R
Rob Meade
Hi all,
Ok - this leads on from speaking to a couple here and in the SQL server
group...
I've an application which allows the user to type in their text into a form,
they add 'happy' tags around their words, the app then replaces these with
the html equivalent and saves it to the database...
Thus far this has been working very well.
I've been asked to add search functionality to the site now, and whilst I've
already made a good start on this, one slight fly in my coding oink-ment
@\) is the fact that when I search through it I have things like :
<b>hello world</b>
My initial search syntax might end something like this:
where PageContent Like '% hello %'
this would run off and try to find all the instances of 'hello' where its a
word in its own right, but as I've seen now - in the example above it
wouldn't find the word because of the first <b> tag.
Aaron (and others) mentioned a few ways to get around this but suggested the
problem was because I have the formatting and data in the same table....
There are currently 100+ pages, so therefore fixing/changing this could be a
bit of a sod, lucky I work closely with the company using this so I am happy
to spend the extra time and page by page if need be change each one to
correct it.
What I am unable to come up with yet is a 'good' way to seperate the
formatting from the text.
Thoughts so far :
2 tables - one with formatted text used only for display - and the second
then only used for searching, the content would be written to both tables at
the time of the page being created and then both again when updated etc.

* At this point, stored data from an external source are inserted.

PR #42621, opened 2025-12-04
Remove redundant else in activation.py

leaderofARS:
# Remove Redundant Else Block in get_activation()

**Fixes #42621**

This PR removes a redundant `else` block in `get_activation()` in `src/transformers/activations.py`. The `else` was unnecessary because the `if` branch already returned, and keeping it went against the project's preferred early-return style.

## Previous Control Flow

```python
def get_activation(activation_string):
    if activation_string in ACT2FN:
        return ACT2FN[activation_string]
    else:
        raise KeyError(f"function {activation_string} not found in ACT2FN mapping {list(ACT2FN.keys())}")
```

## Updated Control Flow

```python
def get_activation(activation_string):
    if activation_string in ACT2FN:
        return ACT2FN[activation_string]
    raise KeyError(f"function {activation_string} not found in ACT2FN mapping {list(ACT2FN.keys())}")
```

## Summary

- Pure cleanup (no behavior change)
- Simplifies logic and matches HF style
- All style & repo checks pass


leaderofARS:
Hi team!  
All CI checks are passing and the branch is rebased to latest main.  
This is a small cleanup with no functional changes.  
Let me know if anything else is needed!

PR #42597, opened 2025-12-03
test ci training for text model only

3outeille:
- Only 1 failing test (flagging https://github.com/huggingface/transformers/issues/42629) . The test will be skipped for now

image
image
image

PR #42627, opened 2025-12-04
Initialize cache state in RecurrentGemmaRecurrentBlock based on batch…

3outeille:
Fix needed to pass CI training test (generation matching test) in https://github.com/huggingface/transformers/pull/42597


3outeille:
run-slow: recurrent_gemma

PR #42632, opened 2025-12-04
[loading] Correctly load params during offloading & careful memory considerations

Cyrilvallez:
# What does this PR do?

During offloading, we are under heavy cpu memory constraints: we have disk offloading because the cpu/devices cannot hold all parameters. Currently, all parameters would be loaded on cpu async, then converted, then resaved if needed, which results in killing the cpu ram and crashing.

Loading asynchronously means we assume that we can hold all parameters in memory, which is true in general if we want to be able to load the model anyway. But with offloading, this assumption does not hold anymore, as we *know we don't have enough memory* so we offload to disk. For this reason, threading is deactivated when offloading is needed, as we cannot control the memory otherwise.

Moreover, this PR changes the logic when we do not use threading from gathering all tensors on cpu before, then converting them all, to loading them on cpu only when entering the Converter. This is essential, as during offloading, as explained above, if we load everything first, we kill the cpu RAM. 
In terms of logic, everything is sequential in both cases, so it has no impact. We just move from:
- loading everything sequentially -> converting everything sequentially with everything in RAM
to
- for each Converter: load all related params sequentially -> convert -> move on to next Converter

This allows to lift all memory issues when offloading, as only the required tensors are loaded, then we convert, resave the converted param to disk, and move on to the next one.
It's basically only a smart reordering but has not other impact on speed etc

Also, this PR makes sure that we never use more memory than necesary during conversion ops, especially if several are chained, by not keeping any reference to the internal `self.collected_tensors` attribute, and deleting refs to collected tensors in the loading loop.


src/transformers/core_model_loading.py
```diff
@@ -376,6 +372,21 @@ def reverse_transform(self) -> WeightTransform:
         return reverse_transform
 
 
+def collect_tensors(tensors: list[torch.Tensor | Future | Callable]) -> list[torch.Tensor]:
```
ArthurZucker: can be just property of weight converter

ArthurZucker (approved):
Nice! did we miss a fast test?

src/transformers/core_model_loading.py
Cyrilvallez: True, will make it so!

src/transformers/core_model_loading.py
```diff
@@ -389,19 +411,17 @@ def convert(
...
         misc: Optional[MutableMapping[str, str]] = None,
     ):
-        # Collect the tensor if using threading
-        for pattern, futures in self.collected_tensors.items():
-            self.collected_tensors[pattern] = (
-                futures if isinstance(futures[0], torch.Tensor) else [future.result() for future in futures]
-            )
+        # Collect the tensors here - we use a new dictionary to avoid keeping them in memory in the internal
+        # attribute during the whole process
+        collected_tensors = self.materialize_tensors()
```
ArthurZucker, line 416: nice

ArthurZucker (commented):
nice!!!

PR #42648, opened 2025-12-05
Lasr model

eustlb:


ArthurZucker (approved):
Reviewed offline, you can use utils/modular_utils to find closest attentio class (rope but not kv cache)

ArthurZucker:
Always assume it already exists

LysandreJik (approved):
Merging, failing tests unrelated

PR #42651, opened 2025-12-05
Only default `rope_parameters` to empty `dict` if there is something to put in it

hmellor:
`set(rope_parameters.keys()).issubset(self.layer_types)` will evaluate to `True` if `rope_parameters` is an empty `dict`.

This is a problem if `standardise_rope_params` is called on a config for a model which do not have RoPE because it will trigger `Case 2`. This method might be called on models which do not have RoPE in third party libraries (e.g. vLLM) in order to "upgrade" configs of custom models they use.

This PR makes `standardise_rope_params` harmless to call on configs with no RoPE at all.


src/transformers/modeling_rope_utils.py
```diff
@@ -654,13 +654,19 @@ def standardize_rope_params(self):
...
+        # If `rope_parameters` is not defined, but either `rope_theta` or `partial_rotary_factor` are, create it
+        if rope_parameters is None and (rope_theta is not None or partial_rotary_factor is not None):
+            rope_parameters = {}
 
+        # Case 0: no RoPE params defined
+        if rope_parameters is None:
+            return
         # Case 1: RoPE param keys do not intersect with possible `layer_types` -> one global dict
-        if getattr(self, "layer_types", None) is None or not set(rope_parameters.keys()).issubset(self.layer_types):
+        elif getattr(self, "layer_types", None) is None or not set(rope_parameters.keys()).issubset(self.layer_types):
```
zucchini-nlp: If the custom model has no rope parameters (i.e. it is `{}`), we will get triggered by the original issue of evaluting to `True`, no?

hmellor: You're right that if `rope_parameters` is explicitly set to `{}` we'll still get here. But if `rope_parameters` is unset, it will remain `None` and this method will exit early with a warning

src/transformers/modeling_rope_utils.py
```diff
@@ -654,13 +654,20 @@ def standardize_rope_params(self):
...
-
+        rope_parameters = getattr(self, "rope_parameters", None)
+        # If `rope_parameters` is not defined, but either `rope_theta` or `partial_rotary_factor` are, create it
+        if rope_parameters is None and (rope_theta is not None or partial_rotary_factor is not None):
+            rope_parameters = {}
+
+        # Case 0: no RoPE params defined
+        if rope_parameters is None:
+            logger.warning("`standardize_rope_params` was called but no RoPE parameters were found.")
+            return
```
zucchini-nlp, line 667: we could also adjust to catch cases when `rope_params = {}` set explicitly:

```python
rope_parameters = getattr(self, "rope_parameters", None) or {}
if not (rope_parameters or rope_theta): # partial_rotary_factor is optional and can't be used if we have no theta
    logger.warning("No rope related args in config found")

```

zucchini-nlp (approved):
Perfect

ArthurZucker (approved):
Thanks, merging!

PR #42654, opened 2025-12-05
[Quantization] Fix FP8 experts replacing

MekkCyber:
# What does this PR do?

In the 3D case for MoEs, `gate_up_proj` and `down_proj` are not modules, just parameters, so the experts weren't replaced as expected


SunMarc (approved):
Thanks !

rogeryoungh:
I have verified that this resolves the FP8Linear issue in #42028 .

This would be the 'easiest' way (apart from the 100+ already created), but I
dont 'personally' think its the best approach because of the data
replication.
Another thought was to have a lookup table, this would contain the page id,
and then many rows for each page with the character position of an opening
formatting tag, and the closing character position of a formatting tag, the
type of tag, and the 'detail' for the tag, ie
pageid 1
charpos 10
tagtype 1 (<a href>)
tagdetail <a href="http://www.mydomain.com" title="my domain">
This would enable me to strip the tags from the data table (only one now) -
but then there would be an overhead when putting it all together, and
obviously when saving the page initially or updating it later as it would
have to run through this procedure and try and find them all....
Because of the freedom the user has, ie, its not just 'header' and 'body'
and then I always make the header bold or something there are quite a few
tags that can be used, and some of them with variable data inside, ie the
hyperlinks for web pages or email addresses, I have image and document tags
for a repository for images and documents and so on...
Other than these 2 ideas I cannot at this time think of anything else, I
cant just use css because again I have the hyperlinks etc, and even then
there would need to be 'something' in the data that says "this has to be
bold"...
Anyone got any thoughts/ideas...?
As I said, I'm more than happy to change the 100+ pages and remove the tags
from the text, thus correcting the problem with the search, but I need a way
that will definately work before I even think about climbing that mountain!
Thanks for your time,
Regards
Rob
Ok - this leads on from speaking to a couple here and in the SQL server
group...
I've an application which allows the user to type in their text into a form,
they add 'happy' tags around their words, the app then replaces these with
the html equivalent and saves it to the database...
Thus far this has been working very well.
I've been asked to add search functionality to the site now, and whilst I've
already made a good start on this, one slight fly in my coding oink-ment
<b>hello world</b>
My initial search syntax might end something like this:
where PageContent Like '% hello %'
this would run off and try to find all the instances of 'hello' where its a
word in its own right, but as I've seen now - in the example above it
wouldn't find the word because of the first <b> tag.
Aaron (and others) mentioned a few ways to get around this but suggested the
problem was because I have the formatting and data in the same table....
There are currently 100+ pages, so therefore fixing/changing this could be a
bit of a sod, lucky I work closely with the company using this so I am happy
to spend the extra time and page by page if need be change each one to
correct it.
What I am unable to come up with yet is a 'good' way to seperate the
formatting from the text.
Thoughts so far :
2 tables - one with formatted text used only for display - and the second
then only used for searching, the content would be written to both tables at
the time of the page being created and then both again when updated etc.
This would be the 'easiest' way (apart from the 100+ already created), but I
dont 'personally' think its the best approach because of the data
replication.
Another thought was to have a lookup table, this would contain the page id,
and then many rows for each page with the character position of an opening
formatting tag, and the closing character position of a formatting tag, the
type of tag, and the 'detail' for the tag, ie
pageid 1
charpos 10
tagtype 1 (<a href>)
tagdetail <a href="http://www.mydomain.com" title="my domain">
This would enable me to strip the tags from the data table (only one now) -
but then there would be an overhead when putting it all together, and
obviously when saving the page initially or updating it later as it would
have to run through this procedure and try and find them all....
Because of the freedom the user has, ie, its not just 'header' and 'body'
and then I always make the header bold or something there are quite a few
tags that can be used, and some of them with variable data inside, ie the
hyperlinks for web pages or email addresses, I have image and document tags
for a repository for images and documents and so on...
Other than these 2 ideas I cannot at this time think of anything else, I
cant just use css because again I have the hyperlinks etc, and even then
there would need to be 'something' in the data that says "this has to be
bold"...
Anyone got any thoughts/ideas...?
As I said, I'm more than happy to change the 100+ pages and remove the tags
from the text, thus correcting the problem with the search, but I need a way
that will definately work before I even think about climbing that mountain!
Thanks for your time,
Regards
Rob